*BRIEF*. Go through the records underneath and count the lines that include the string "first". Give nothing but the number.

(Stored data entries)
--- START ---

PR #157, opened 2015-01-20
is_x -> qc::is x

nicky-johnstone:
* Updated occurrences of `is_x` calls to use the ensemble `qc::is x`.
* Updated `qc::is decimal` to account for precision and scale arguments.
* Updated and added tests.
* Tests all passed except crypt.test and db.test which didn't run due to missing package `pgtcl`.

### DIFF
--- a/tcl/is.tcl
+++ b/tcl/is.tcl
@@ -809,12 +809,12 @@ namespace eval qc::is {
         return [regexp -nocase {^[0-9a-f]*$} $string]
     }
 
-    proc url {string} {
+    proc url {args} {
         #| Checks if the given string is a URL.
         #| This is a more restrictive subset of all legal uri's defined by RFC 3986
         #| Relax as needed
-        args $args -relative -- url
-        default relative false
+        qc::args $args -relative -- url
+        qc::default relative false
         if { $relative } {
             return [regexp -expanded {
                 # path
--- a/tcl/is.tcl
+++ b/tcl/is.tcl
@@ -4,16 +4,12 @@ namespace eval qc {
 
 proc qc::is_boolean {bool} {
     #| Deprecated - see qc::is boolean
-    return [in {Y N YES NO TRUE FALSE T F 0 1} [upper $bool]]
+    return [qc::is boolean $bool]
 }
 
 proc qc::is_integer {int} {
     #| Deprecated - see qc::is integer
-    if { [string is integer -strict $int] && $int >= -2147483648 && $int <= 2147483647 } {
-	return 1
-    } else {
-	return 0
-    }
+    return [qc::is integer $int]
 }
 
 proc qc::is_pos {number} {
@@ -64,11 +60,7 @@ proc qc::is_pnz_int { int } {
 
 proc qc::is_decimal { number } {
     #| Deprecated - see qc::is decimal
-    if { [string is double -strict $number]} {
-	return 1
-    } else {
-	return 0
-    }
+    return [qc::is decimal $number]
 }
 
 proc qc::is_positive_decimal { number } {
@@ -102,7 +94,7 @@ proc qc::is_pnz_decimal { price } {
 proc qc::is_date { date } {
     #| Deprecated - see qc::is date
     # dates are expected to be in iso format 
-    return [regexp {^\d{4}-\d{2}-\d{2}$} $date]   
+    return [qc::is date $date] 
 }
 
 proc qc::is_timestamp_http { date } {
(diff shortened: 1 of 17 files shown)


bvw:
@daniel-qcode looks good to me.

test/is.test
```diff
@@ -2694,219 +2724,255 @@ bmZvIDEgMCBSCi9Sb290IDEzNiAwIFIKPj4Kc3RhcnR4cmVmCjExODgxMQolJUVPRgo=}
...
+        qc::is uri "http://test.com/$%^&m.pdf"
     } -result 0
 
-    test is_uri1.23 {is_uri invalid} -setup {} -body {
-        qc::is_uri_valid "///$%^&m.pdf"
+    test is-uri1.23 {is uri invalid} -setup {} -body {
+        qc::is uri "///$%^&m.pdf"
     } -result 0
 
+    test is-period-1.0 {qc::is period ""} {
```
daniel-qcode: Tests written like:
```
test some-test {some description} {test_code} {result}
```

or 

```
test some-test {some description} -body {test_code} -result {result}
```

Don't think it will work if we mix the two by using the -result flag but not the -body flag

tcl/is.tcl
```diff
@@ -534,10 +266,58 @@ namespace eval qc::is {
         return [expr {[string toupper $bool] in {Y N YES NO TRUE FALSE T F 0 1}}]
     }
 
-    proc decimal {number} {
+    proc decimal {args} {
         #| Checks if the given number is a decimal.
+        qc::args $args -precision ? -scale ? -- number
         if {[string is double -strict $number]} {
```
daniel-qcode: Is Postgresql's int range for decimals consistent with the range of doubles in TCL ?

tcl/is.tcl
```diff
@@ -534,10 +266,58 @@ namespace eval qc::is {
         return [expr {[string toupper $bool] in {Y N YES NO TRUE FALSE T F 0 1}}]
     }
 
-    proc decimal {number} {
```
daniel-qcode: @bvw Should this handle things like 1.5e10 ?

tcl/is.tcl
nicky-johnstone: PostgreSQL numeric/decimals:
> up to 131072 digits before the decimal point; up to 16383 digits after the decimal point

So they can get very large. Perhaps better to check the count of digits before and after a decimal point rather than checking if it's a double.

tcl/is.tcl
```diff
@@ -534,10 +266,58 @@ namespace eval qc::is {
...
+                    # Scale wasn't given so calculate it.
+                    set scale [expr {$precision - $left_count}]
+                }
+
+                if { $scale < 0 || ! [qc::is integer $scale]} {
+                    return -code error "Scale must be a non-negative integer."
+                }
+
+                set left_digit_max [expr {$precision - $scale}]
+                if { $left_count > $left_digit_max } {
```
daniel-qcode: This doesn't make any difference but I prefer something like:

```
if { $left_count > $left_digit_max } {
    return 0
} elseif { $right_count > $scale } {
    return 0
} else {
    return 1
}
```

or 

```
if { $left_count > $left_digit_max } {
    return 0
} 

if { $right_count > $scale } {
    return 0
} 

return 1
```

tcl/is.tcl
```diff
@@ -534,10 +266,58 @@ namespace eval qc::is {
         return [expr {[string toupper $bool] in {Y N YES NO TRUE FALSE T F 0 1}}]
     }
 
-    proc decimal {number} {
+    proc decimal {args} {
```
daniel-qcode: Should we raise an error if developer specifies scale but not precision ?

My first impression from tcl tests and examples was but precision and scale were both optional and not dependent on each other.

daniel-qcode: Sorry misread the code I'll take another look, think how it is just now might be fine

nicky-johnstone: Depends on how close we want to mimic the [PostgreSQL decimal/numeric type](http://www.postgresql.org/docs/9.4/static/datatype-numeric.html#DATATYPE-NUMERIC-DECIMAL) which only allows for precision and scale or just precision.

I'd guess that we do want to follow it as closely as possible?

tcl/is.tcl
bvw:
```
if { $left_count > $left_digit_max ||  $right_count > $scale } {
    return 0
} else {
    return 1
}
```

tcl/is.tcl
bvw: Anything that is valid in Postgresql should be valid here.
Our data types and literal representation should correspond as closely as possible with pg.

daniel-qcode: Something like 1.5e10 will be cast to 15000000000 by postgres.

So while the string "1.5e10" is not a valid decimal it is still castable so not sure if this proc should return o or 1 in this case ?

daniel-qcode: Currently "is decimal 1.5e10" will return 1.

But "is decimal 1.5e10 11 1" will cause an error

tcl/is.tcl
bvw: `expr {$x < pow(10,$scale-$precision)}`
to check if it fits in the space ?

tcl/is.tcl
daniel-qcode: If we wanted to handler then we could do something like this to convert them into strings:

```
if { [string first e $number] } {
    set number [qc::exp2string $number]
}
```

tcl/is.tcl
```diff
@@ -534,10 +266,58 @@ namespace eval qc::is {
...
         #| Checks if the given number is a decimal.
+        qc::args $args -precision ? -scale ? -- number
         if {[string is double -strict $number]} {
-            return 1
+            if { ! [info exists precision] && ! [info exists scale] } {
+                return 1
+            } elseif { ! [info exists precision] && [info exists scale] } {
+                set count [string length [lindex [split $number .] 1]]
```
daniel-qcode: Think we could use qc::intplaces here

tcl/is.tcl
```diff
@@ -534,10 +266,58 @@ namespace eval qc::is {
...
+                }
+                
+                set parts [split $number .]
+                set left_count [string length [lindex $parts 0]]
+                set right_count [string length [lindex $parts 1]]
+                if { $left_count == 0 } {
+                    # The leading zero wasn't given.
+                    set left_count 1
+                }
+
```
daniel-qcode:
```
set left_count [string length [cast_int $number]]
set right_count [qc::intplaces $number]
```

nicky-johnstone: Problem I can foresee here is that [PostgreSQL allows a massive 131072 digits before the decimal point](http://www.postgresql.org/docs/9.4/static/datatype-numeric.html#DATATYPE-NUMERIC-TABLE) so casting to integer would fail if it were out of integer range.

daniel-qcode: Actually that is not going to work because cast_int is range limited

daniel-qcode: yeah just realized that

On 20 January 2015 at 13:02, Nicky Johnstone <notifications@github.com>
wrote:

> In tcl/is.tcl
> <https://github.com/qcode-software/qcode-tcl/pull/157#discussion-diff-23220202>
> :
>
> > +                } else {
> > +                    return -code error "Scale must be a non-negative integer."
> > +                }
> > +            } elseif { [info exists precision] } {
> > +                if { $precision <= 0 || ! [qc::is integer $precision]} {
> > +                    return -code error "Precision must be a positive integer."
> > +                }
> > +
> > +                set parts [split $number .]
> > +                set left_count [string length [lindex $parts 0]]
> > +                set right_count [string length [lindex $parts 1]]
> > +                if { $left_count == 0 } {
> > +                    # The leading zero wasn't given.
> > +                    set left_count 1
> > +                }
> > +
>
> Problem I can foresee here is that PostgreSQL allows a massive 131072
> digits before the decimal point
> <http://www.postgresql.org/docs/9.4/static/datatype-numeric.html#DATATYPE-NUMERIC-TABLE>
> so casting to integer would fail if it were out of integer range.
>
> —
> Reply to this email directly or view it on GitHub
> <https://github.com/qcode-software/qcode-tcl/pull/157/files#r23220202>.
>



-- 
Kind Regards,
Daniel Clark
Qcode Software Limited
www.qcode.co.uk
Tel: +44(0) 1463 896 482

nicky-johnstone:
Updated with discussed changes.

Also modified behaviour to follow what PostgreSQL does when only precision is given (scale seems to be defaulted to 0):

```sql
blog[DEV]=# select 3.14::numeric(5);
 numeric 
---------
       3
(1 row)
```

```tcl
% qc::is decimal(5) 3.14
0
```

Is this appropriate or do we want the above to return true?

--- END ---

*WRITTEN RESPONSE*. 2